-- Assignment --
Find the lines holding the string "different" in the data, then copy all of them.
[[ Supplied records, beginning ]]
PR #1601, opened 2021-05-17
Add gitlab pipeline and remove plus building from github

ciarams87:
### Proposed changes
Remove plus building from GitHub; remove some of the CI logic from the workflows to the test folder; add a gitlab-ci.yml file for the Gitlab integration,

### Checklist

### DIFF
--- a/.github/workflows/edge.yml
+++ b/.github/workflows/edge.yml
@@ -98,6 +98,9 @@ jobs:
     name: Container Scanning
     runs-on: ubuntu-20.04
     needs: binary
+    strategy:
+      matrix:
+        image: [debian, alpine, opentracing, ubi]
     steps:
       - name: Checkout Repository
         uses: actions/checkout@v2
@@ -153,92 +156,24 @@ jobs:
           name: 'trivy-results-${{ matrix.image }}.sarif'
           path: 'trivy-results-${{ matrix.image }}.sarif'
         if: always()
-    strategy:
-      matrix:
-        image: [debian, alpine, opentracing, ubi]
 
   smoke-tests:
     name: Smoke Tests
-    runs-on: ${{ matrix.os }}
+    runs-on: ubuntu-20.04
     needs: [binary, unit-tests]
-    if:
-      github.event.pull_request.head.repo.full_name == 'nginxinc/kubernetes-ingress' ||
-      github.event_name == 'push'
     strategy:
       matrix:
         include:
-          - os: ubuntu-20.04
-            image: debian
-            tag: ${{ github.sha }}
+          - image: debian
             marker: 'ingresses'
-            type: oss
-            ic-type: nginx-ingress
-          - os: ubuntu-20.04
-            image: alpine
-            tag: ${{ github.sha }}
+          - image: alpine
             marker: 'vsr'
-            type: oss
-            ic-type: nginx-ingress
-          - os: ubuntu-20.04
-            image: opentracing
-            tag: ${{ github.sha }}
+          - image: opentracing
             marker: 'vs'
-            type: oss
-            ic-type: nginx-ingress
-          - os: ubuntu-20.04
-            image: ubi
-            tag: ${{ github.sha }}
+          - image: ubi
             marker: 'ts'
-            type: oss
-            ic-type: nginx-ingress
-          - os: ubuntu-20.04
-            image: debian
-            tag: ${{ github.sha }}
+          - image: debian
             marker: 'policies'
-            type: oss
-            ic-type: nginx-ingress
-          - os: ubuntu-20.04
-            image: ubi-plus
-            tag: ${{ github.sha }}
-            marker: 'ingresses'
-            type: plus
-            ic-type: nginx-plus-ingress
-          - os: ubuntu-20.04
-            image: debian-plus
-            tag: ${{ github.sha }}
-            marker: 'vsr'
-            type: plus
-            ic-type: nginx-plus-ingress
-          - os: ubuntu-20.04
-            image: debian-plus
-            tag: ${{ github.sha }}
-            marker: 'vs'
-            type: plus
-            ic-type: nginx-plus-ingress
-          - os: ubuntu-20.04
-            image: opentracing-plus
-            tag: ${{ github.sha }}
-            marker: 'ts'
-            type: plus
-            ic-type: nginx-plus-ingress
-          - os: ubuntu-20.04
-            image: debian-plus
-            tag: ${{ github.sha }}
-            marker: 'policies'
-            type: plus
-            ic-type: nginx-plus-ingress
-          - os: ubuntu-20.04
-            image: debian-plus
-            tag: ${{ github.sha }}
-            marker: 'ts'
-            type: plus
-            ic-type: nginx-plus-ingress
-          - os: ubuntu-20.04
-            image: debian-plus-nap
-            tag: ${{ github.sha }}-ap
-            marker: 'appprotect'
-            type: plus-ap
-            ic-type: nginx-plus-ingress
     steps:
       - name: Checkout Repository
         uses: actions/checkout@v2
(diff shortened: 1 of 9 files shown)


.github/workflows/edge.yml
```diff
@@ -153,92 +284,25 @@ jobs:
...
-      matrix:
-        image: [debian, alpine, opentracing, ubi]
 
   smoke-tests:
     name: Smoke Tests
-    runs-on: ${{ matrix.os }}
+    runs-on: ubuntu-20.04
     needs: [binary, unit-tests]
-    if:
-      github.event.pull_request.head.repo.full_name == 'nginxinc/kubernetes-ingress' ||
```
lucacome, line 165: Wasn't this here to prevent builds from forks? We don't need it anymore?

lucacome (commented):
I'm not sure about having edge and nightly in the same file, I think it makes it harder to read. I don't see less duplicated code as you mentioned? It's only the `Build binary` step?

tests/docker/Dockerfile
```diff
@@ -1,9 +1,14 @@
 FROM python:3.9-slim
 
+ARG GCLOUD_VERSION=338.0.0
+
 RUN apt-get update && apt-get install -y curl \
 	&& curl -LO https://storage.googleapis.com/kubernetes-release/release/$(curl -s https://storage.googleapis.com/kubernetes-release/release/stable.txt)/bin/linux/amd64/kubectl \
 	&& chmod +x ./kubectl \
-	&& mv ./kubectl /usr/local/bin
+	&& mv ./kubectl /usr/local/bin \
```
lucacome, line 8: Maybe we could have a different target for `google-cloud-sdk`? It's not needed when running tests locally or with kind in the pipeline, right?

lucacome:
I've noticed that the link to the pipeline doesn't bring you directly to the run if gitlab needs to reauthenticate, but works fine after that. We should report a bug 😄

.github/workflows/edge.yml
ciarams87: I left if for here to skip nightly, but I can change it to just pull requests and push events

ciarams87:
> I'm not sure about having edge and nightly in the same file, I think it makes it harder to read. I don't see less duplicated code as you mentioned? It's only the `Build binary` step?

@lucacome The build binary, helm tests, and notification are deduped. Also, I've noticed a lot of overhead as it is when we change something in the build process, we have too many places to change (i.e. for goreleaser, we needed to update edge, nightly, and release). Github doesn't allow for shared code in a 3rd place very easily (or at all for what I want it) so I figure at least sharing those stages is helpful. WDYT? I'll be doing another pass at refactoring the workflows after this also. (Side not, I did some analysis, and rebuilding the images is actually better than I had thought performance wise - all the stages using a shared cache so concurrent building of the same images in different stages actually speeds it up.

tests/docker/Dockerfile
ciarams87: I'll create a separate docker file for gitlab as we will probably further divergent dependencies (e.g. awscli etc)

.github/workflows/edge.yml
```diff
@@ -153,92 +203,25 @@ jobs:
...
-            image: ubi-plus
-            tag: ${{ github.sha }}
+          - image: debian
             marker: 'ingresses'
-            type: plus
-            ic-type: nginx-plus-ingress
-          - os: ubuntu-20.04
-            image: debian-plus
-            tag: ${{ github.sha }}
+          - image: alpine
```
vepatel, line 217: Should we run all tests on `debian` only? because of `runs-on: ubuntu-20.04`?

.github/workflows/release.yml
```diff
@@ -166,215 +131,110 @@ jobs:
...
-            marker: '-m appprotect'
-            type: plus-ap
-            k8s: 1.16.15
-          - os: ubuntu-20.04
-            image: nginx-plus-ingress
-            tag: ${{ needs.binary.outputs.version }}-ap
-            marker: '-m appprotect'
-            type: plus-ap
-            k8s: 1.15.12
+        k8s: [1.19.1, 1.18.8, 1.17.11, 1.16.15, 1.15.12]
```
vepatel, line 206: Can we remove 1.15 and include 1.20 similar to nightly https://github.com/nginxinc/kubernetes-ingress/pull/1601/files#diff-0d5658b415099a82c11c03a06ca4ec765b4003a1f4b2f3f1943980a882cf8aa6L278

.github/workflows/edge.yml
```diff
@@ -361,14 +301,15 @@ jobs:
           name: test-results-${{ steps.k8s.outputs.cluster }}
           path: ${{ github.workspace }}/tests/tests-${{ steps.k8s.outputs.cluster }}.html
         if: always()
-
-  build:
-    name: Build Docker Images
+  
+  nightly-smoke-tests:
```
vepatel, line 305: Is nightly and edge are both in single yaml now?

.github/workflows/edge.yml
```diff
@@ -23,6 +23,8 @@ on:
       - opened
       - reopened
       - synchronize
+  schedule:
+    - cron:  '0 4 * * *'
```
vepatel, line 27: shouldn't we run edge only on repo actions as usual

tests/docker/gitlab.Dockerfile
```diff
@@ -0,0 +1,23 @@
+FROM python:3.9-slim
```
vepatel, line 1: do we need to include gitlab specific files in github as sync would be one way (from gh to gitlab) assuming code will still be committed in gh but a hook on merge will sync it to gitlab triggering gitlab pipeline.

tests/ci-files/ci-kind-config.yaml
```diff
@@ -0,0 +1,7 @@
+kind: Cluster
```
vepatel, line 1: is this going outside of pipleines?

tests/ci-files/helm-http-test.sh
```diff
@@ -0,0 +1,14 @@
+#!/bin/bash
```
vepatel, line 1: same as above

.github/workflows/edge.yml
ciarams87: `runs-on: ubuntu-20.04` is the just the runner OS - we always used ubuntu-20.04 runner for all of our jobs. The image is which IC image version we are using in the KinD cluster.

.github/workflows/release.yml
ciarams87: Oh sure, no problem. I missed that, thanks 👍🏼

.github/workflows/edge.yml
ciarams87: Yes, but that is proving controversial so it might not stay that way (see Luca's comment above) 😄  I wanted to promote code re-use, and I dislike the overhead of having too many different workflow files that do the same thing - when we want to update the build process somehow, we have to do duplicate the effort and it increases the possibility of errors IMO. Which stages are run depend on the github event i.e. schedule/ push/ pull_request. I don't mind if I'm outvoted though if it seems harder to follow 😃

.github/workflows/edge.yml
ciarams87: This is because of putting nightly and edge in same file. The same pipeline steps will run in edge and nightly as they do now though, the only difference is how they are declared.

tests/ci-files/ci-kind-config.yaml
ciarams87: It's so we are using the same configuration in github and gitlab

tests/ci-files/helm-http-test.sh
ciarams87: Same answer as above 👍🏼

.github/workflows/edge.yml
lucacome: I've stumbled across [this](https://docs.github.com/en/actions/creating-actions/creating-a-composite-run-steps-action) the other day. Maybe we can just create a simple action for the build part so we can re-use it. I haven't looked too much into it.

lucacome: Maybe we should just remove the plus builds for now (so they stop failing 😄) and merge this?

tests/docker/gitlab.Dockerfile
ciarams87: Discussed offline, synopsis is that the GitHub repo is still the Source Of Truth, I’m using the gitlab “includes” trick so that we don’t have to keep the gitlab pipeline code here.

.github/workflows/edge.yml
ciarams87: I returned edge and nightly to their separate ways 😄

.github/workflows/edge.yml
```diff
@@ -362,70 +254,15 @@ jobs:
           path: ${{ github.workspace }}/tests/tests-${{ steps.k8s.outputs.cluster }}.html
         if: always()
```
soneillf5, line 256: So much removed! Brilliant!

soneillf5 (approved):

vepatel (approved):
[[ Supplied records, end ]]
-- Result --
lucacome, line 8: Maybe we could have a different target for `google-cloud-sdk`? It's not needed when running tests locally or with kind in the pipeline, right?
@lucacome The build binary, helm tests, and notification are deduped. Also, I've noticed a lot of overhead as it is when we change something in the build process, we have too many places to change (i.e. for goreleaser, we needed to update edge, nightly, and release). Github doesn't allow for shared code in a 3rd place very easily (or at all for what I want it) so I figure at least sharing those stages is helpful. WDYT? I'll be doing another pass at refactoring the workflows after this also. (Side not, I did some analysis, and rebuilding the images is actually better than I had thought performance wise - all the stages using a shared cache so concurrent building of the same images in different stages actually speeds it up.
ciarams87: Yes, but that is proving controversial so it might not stay that way (see Luca's comment above) 😄  I wanted to promote code re-use, and I dislike the overhead of having too many different workflow files that do the same thing - when we want to update the build process somehow, we have to do duplicate the effort and it increases the possibility of errors IMO. Which stages are run depend on the github event i.e. schedule/ push/ pull_request. I don't mind if I'm outvoted though if it seems harder to follow 😃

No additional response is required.